Août représente traditionnellement le mois des vacances parlementaires d'été. Ce qui offre un moment pour examiner leur affaiblissement.

À travers toute l'Europe, Tony Blair, le premier ministre britannique, n'est pas le seul à être accusé de « présidentialisme » de nos jours. Le chancelier allemand, Gerhard Schröder, essuie les mêmes critiques dans la campagne politique allemande actuelle. Le premier ministre italien, Silvio Berlusconi, n'aime pas être appelé par son titre de premier ministre : techniquement, il est président du Conseil (des ministres), et il insiste donc pour utiliser le titre de président. La France, bien sûr, est une démocratie présidentielle.

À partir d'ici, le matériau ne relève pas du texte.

PR #741, opened 2023-04-25
Refactor feed generator action backoff.

message-dimke:

Removing `action_scheduler_failed_execution` handler as the one which made feed generation to loop. Adding few other handlers (`action_scheduler_failed_execution` and `action_scheduler_unexpected_shutdown`) to properly handle action exceptions and action unexpected shutdown events.

#### Testing `action_scheduler_failed_execution`.
1. Checkout the PR.
2. Edit `FeedGenerator.php::handle_batch_action()` and make it throw an exception (preferably with a message you could remember to look for it in the logs). Search for a string like `Feed Generator pinterest/jobs/generate_feed/chain_batch Action failed to execute due to an error thrown **[Exception message here]**. A complete feed generation retry has been scheduled.`
3. Run a corresponding action and check the logs. Logs must contain records regarding the action failure and some information about retrying the action one hour later.

WooCommerce_status_‹_Wordpress_—_WordPress

#### Testing `action_scheduler_unexpected_shutdown`.
The handler is attached to a `shutdown` hook which runs on php shutdown. Don't have instructions on how to test this.

Both handlers are unit tested.

### Changelog entry

> Update - Pinterest feed generator backoff adjustments.

### DIFF
--- a/src/Exception/FeedFileOperationsException.php
+++ b/src/Exception/FeedFileOperationsException.php
@@ -14,7 +14,7 @@ use Exception;
 /**
  * An exception thrown then something went wrong writing into a feed file.
  */
-class FeedFileOperationsException extends Exception {
+class FeedFileOperationsException extends Exception implements PinterestException {
 	public const CODE_COULD_NOT_RENAME_ERROR = 10;
 
 	public const CODE_COULD_NOT_OPEN_FILE_ERROR = 20;
--- a/src/Exception/FeedFileOperationsException.php
+++ b/src/Exception/FeedFileOperationsException.php
@@ -1,10 +1,19 @@
 <?php
+/**
+ * Feed file operation exception.
+ *
+ * @package Automattic\WooCommerce\Pinterest\Exception
+ */
+
 declare( strict_types=1 );
 
 namespace Automattic\WooCommerce\Pinterest\Exception;
 
 use Exception;
 
+/**
+ * An exception thrown then something went wrong writing into a feed file.
+ */
 class FeedFileOperationsException extends Exception {
 	public const CODE_COULD_NOT_RENAME_ERROR = 10;
 
--- a/src/Exception/FeedFileOperationsException.php
+++ b/src/Exception/FeedFileOperationsException.php
@@ -1,0 +1,14 @@
+<?php
+declare( strict_types=1 );
+
+namespace Automattic\WooCommerce\Pinterest\Exception;
+
+use Exception;
+
+class FeedFileOperationsException extends Exception {
+	public const CODE_COULD_NOT_RENAME_ERROR = 10;
+
+	public const CODE_COULD_NOT_OPEN_FILE_ERROR = 20;
+
+	public const CODE_COULD_NOT_WRITE_FILE_ERROR = 30;
+}
--- a/src/FeedGenerator.php
+++ b/src/FeedGenerator.php
@@ -659,10 +659,8 @@ class FeedGenerator extends AbstractChainedJob {
 	 * @since 1.2.14
 	 */
 	protected function is_timeout_error( array $error ): bool {
-		return isset( $error['type'] ) &&
-				E_ERROR === $error['type'] &&
-				isset( $error['message'] ) &&
-				strpos( $error ['message'], 'Maximum execution time' ) !== false;
+		return isset( $error['type'] ) && E_ERROR === $error['type'] &&
+			isset( $error['message'] ) && strpos( $error ['message'], 'Maximum execution time' ) !== false;
 	}
 
 	/**
--- a/src/FeedGenerator.php
+++ b/src/FeedGenerator.php
@@ -726,7 +726,7 @@ class FeedGenerator extends AbstractChainedJob {
 	 * @throws Exception Related to max retries reached or missing arguments on the action.
 	 */
 	public function maybe_handle_error_on_timeout( int $action_id ) {
-		wc_deprecated_function( __CLASS__ . '::' . __FUNCTION__, 'x.x.x' );
+		wc_deprecated_function( __METHOD__, 'x.x.x' );
 	}
 
 	/**
@@ -747,13 +747,12 @@ class FeedGenerator extends AbstractChainedJob {
 				'hook'         => $hook,
 				'args'         => $args,
 				'status'       => ActionSchedulerInterface::STATUS_FAILED,
-				'per_page'     => $threshold,
 				'date'         => gmdate( 'U' ) - $time_period,
 				'date_compare' => '>',
 			],
 			'ids'
 		);
 
-		return count( $failed_actions ) === $threshold;
+		return count( $failed_actions ) >= $threshold;
 	}
 }
--- a/src/FeedGenerator.php
+++ b/src/FeedGenerator.php
@@ -18,7 +18,6 @@ use Automattic\WooCommerce\ActionSchedulerJobFramework\Proxies\ActionSchedulerIn
 use Automattic\WooCommerce\Pinterest\Exception\FeedFileOperationsException;
 use Automattic\WooCommerce\Pinterest\Utilities\ProductFeedLogger;
 use ActionScheduler;
-use Error;
 use Exception;
 use Pinterest_For_Woocommerce;
 use Throwable;
@@ -681,7 +680,6 @@ class FeedGenerator extends AbstractChainedJob {
 			)
 		);
 	}
-
 
 	/**
 	 * Set the store address as taxable location.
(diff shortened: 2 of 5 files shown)


src/Exception/FeedFileOperationsException.php
```diff
@@ -0,0 +1,23 @@
...
+declare( strict_types=1 );
+
+namespace Automattic\WooCommerce\Pinterest\Exception;
+
+use Exception;
+
+/**
+ * An exception thrown then something went wrong writing into a feed file.
+ */
+class FeedFileOperationsException extends Exception {
```
JPry: This should also implement the `PinterestException` interface.

```suggestion
class FeedFileOperationsException extends Exception implements PinterestException {
```

src/FeedGenerator.php
```diff
@@ -629,39 +711,35 @@ public function handle_action_timeout( $action_id, $error ) {
 	 * @since 1.2.14
 	 */
 	protected function is_timeout_error( array $error ): bool {
-		return isset( $error['type'] ) &&
-				E_ERROR === $error['type'] &&
-				isset( $error['message'] ) &&
-				strpos( $error ['message'], 'Maximum execution time' ) !== false;
+		return isset( $error['type'] ) && E_ERROR === $error['type'] &&
+			isset( $error['message'] ) && strpos( $error ['message'], 'Maximum execution time' ) !== false;
```
JPry: To improve readability, I think it would make sense to rework this method a bit. Here's my idea:

```suggestion
		$is_error              = E_ERROR === $error['type'] ?? 0;
		$is_max_execution_time = strpos( $error['message'] ?? '', 'Maximum execution time' ) !== false;

		return $is_error && $is_max_execution_time;
```

src/FeedGenerator.php
```diff
@@ -629,39 +711,35 @@ public function handle_action_timeout( $action_id, $error ) {
...
+				'date_compare' => '>',
+			],
+			'ids'
+		);
 
-			$this->handle_generation_retries( $action_args[0], $action_args[1] );
-		} catch ( Throwable $th ) {
-			$this->handle_error( $th );
-		}
+		return count( $failed_actions ) >= $threshold;
```
JPry, line 756: If the `per_page` is set to `$threshold`, won't the result of `search()` never be more than `$threshold`?

src/FeedGenerator.php
```diff
@@ -101,9 +104,115 @@ function () {
...
+	 *
+	 * @param int       $action_id - Action Scheduler action id.
+	 * @param Throwable $throwable - Exception object.
+	 * @param string    $context - Action Scheduler context (e.g. WP CLI, Async Request or an empty string).
+	 *
+	 * @since x.x.x
+	 *
+	 * @return void
+	 */
+	public function handle_failed_execution( int $action_id, Throwable $throwable, string $context ) {
```
JPry: The `$context` parameter doesn't seem to be used here.

JPry (changes requested):

src/FeedGenerator.php
```diff
@@ -101,9 +104,114 @@ function () {
...
+					// Translators: 1. Action Scheduler hook name.
+					__(
+						'Feed Generator `%s` Action reschedule threshold has been reached. Quit.',
+						'pinterest-for-woocommerce'
+					),
+					$hook
+				)
+			);
+			return;
+		}
```
message-dimke, line 160: Hey, @JPry ! What do you think if we remove this. IMHO it does not make sense to have it since AS has its own retry mechanism.

src/FeedGenerator.php
message-dimke: Removed the parameter from the list and updated corresponding actions.

src/FeedGenerator.php
message-dimke: Changed the condition to `===`

src/Exception/FeedFileOperationsException.php
message-dimke: Done.

src/FeedGenerator.php
```diff
@@ -629,39 +710,36 @@ public function handle_action_timeout( $action_id, $error ) {
...
+	 * @param string $hook The job action hook.
+	 * @param ?array $args The job arguments.
 	 *
-	 * @param int $action_id The ID of the action marked as failed.
+	 * @return bool True if the action's error rate is above the threshold, and false otherwise.
 	 *
-	 * @throws Exception Related to max retries reached or missing arguments on the action.
+	 * @since x.x.x
 	 */
-	public function maybe_handle_error_on_timeout( int $action_id ) {
```
JPry, line 647: One small note here: While I believe it's *extremely* unlikely that any third-party code is calling this method, it's still `public`. With that in mind, I think we should remove it's content, mark it as `@deprecated`, and add a call to `wc_deprecated_function()` here.

src/FeedGenerator.php
```diff
@@ -629,39 +710,36 @@ public function handle_action_timeout( $action_id, $error ) {
...
-
-		try {
-			$action_args = $action->get_args();
-
-			if ( ! isset( $action_args[0] ) || ! is_int( $action_args[0] ) || ! isset( $action_args[1] ) || ! is_array( $action_args[1] ) ) {
-				throw new Exception( __( 'There was not possible to re-schedule the action, no args available.', 'pinterest-for-woocommerce' ) );
-			}
+	protected function is_failure_rate_above_threshold( string $hook, ?array $args = null ): bool {
+		$threshold   = apply_filters( 'pinterest_for_woocommerce_action_failure_threshold', 3 );
+		$time_period = apply_filters( 'pinterest_for_woocommerce_action_failure_time_period', 1800 ); // 30 minutes.
```
JPry: Minor: Let's change this to `30 * MINUTE_IN_SECONDS`, to make it more obvious what the number is without the need for the trailing comment.

```suggestion
		$time_period = apply_filters( 'pinterest_for_woocommerce_action_failure_time_period', 30 * MINUTE_IN_SECONDS );
```

src/FeedGenerator.php
```diff
@@ -629,39 +710,36 @@ public function handle_action_timeout( $action_id, $error ) {
...
+		$failed_actions = $this->action_scheduler->search(
+			[
+				'hook'         => $hook,
+				'args'         => $args,
+				'status'       => ActionSchedulerInterface::STATUS_FAILED,
+				'per_page'     => $threshold,
```
JPry: I've been giving this a bit more thought, and I think the combination of `'per_page' => $threshold` and the `count()` comparison below could use an adjustment. I don't think it won't work, but I do think it can be a bit challenging to be certain it's working as we expect.

I think we can safely eliminate the `per_page` parameter here, and then go back to the `>=` comparison in the `return` statement. This query is still bound by a date, so we're not at risk of querying too many actions and getting a higher number than we expect.

src/FeedGenerator.php
```diff
@@ -629,39 +710,36 @@ public function handle_action_timeout( $action_id, $error ) {
...
+				'date_compare' => '>',
+			],
+			'ids'
+		);
 
-			$this->handle_generation_retries( $action_args[0], $action_args[1] );
-		} catch ( Throwable $th ) {
-			$this->handle_error( $th );
-		}
+		return count( $failed_actions ) === $threshold;
```
JPry: With the comment above, I think we can change this back to `count( $failed_actions ) >= $threshold`.

JPry (changes requested):

src/FeedGenerator.php
message-dimke: Do we want to control the failure rate, let's say we don't want action to retry after two or four attempts (three by. default) and `per_page` will help us to do that when provided with a value from the `pinterest_for_woocommerce_action_failure_threshold ` filter. Unless we just do it up to three times and give up. 

I am still not sure if it is reasonable to have that level of control on the number of retries though.

I think we have two options here: 
- leave per_page and have a filter to redefine the number of attempts.
- remove per_page, remove the filter and have three attempts hardcoded.

What do you think, Jeremy?

src/FeedGenerator.php
```diff
@@ -715,6 +715,20 @@ protected function is_timeout_error( array $error ): bool {
...
+	 *
+	 * @since 1.2.14
+	 * @deprecated x.x.x
+	 *
+	 * @param int $action_id The ID of the action marked as failed.
+	 *
+	 * @throws Exception Related to max retries reached or missing arguments on the action.
+	 */
+	public function maybe_handle_error_on_timeout( int $action_id ) {
+		wc_deprecated_function( __CLASS__ . '::' . __FUNCTION__, 'x.x.x' );
```
JPry:
```suggestion
		wc_deprecated_function( __METHOD__, 'x.x.x' );
```

message-dimke:
Hey, @JPry ! 

Could you advice, please, which changes are still needed, since I do not see any unresolved requests.

JPry (approved):
LGTM 👍🏻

Pour beaucoup, le « présidentialisme » a des accents de constitution américaine ; mais ceux qui soupçonnent que le courant actuel est une autre facette de l'américanisation de l'Europe se trompent. Le pouvoir du président américain est sévèrement limité par l'Assemblée en vertu de la constitution américaine : il n'est qu'un élément de la triade des pouvoirs séparés. Les premiers ministres « présidentiels » européens sont, au contraire, ce qu'un Lord Chancelier britannique (ministre de la justice) décrivit une fois comme des « dictateurs élus ».

Cela signifie principalement qu'ils ont cessé de prendre leurs parlements au sérieux. Certains premiers ministres n'assistent que rarement aux cessions parlementaires. Quand ils daignent faire une apparition, ils sont traités avec déférence.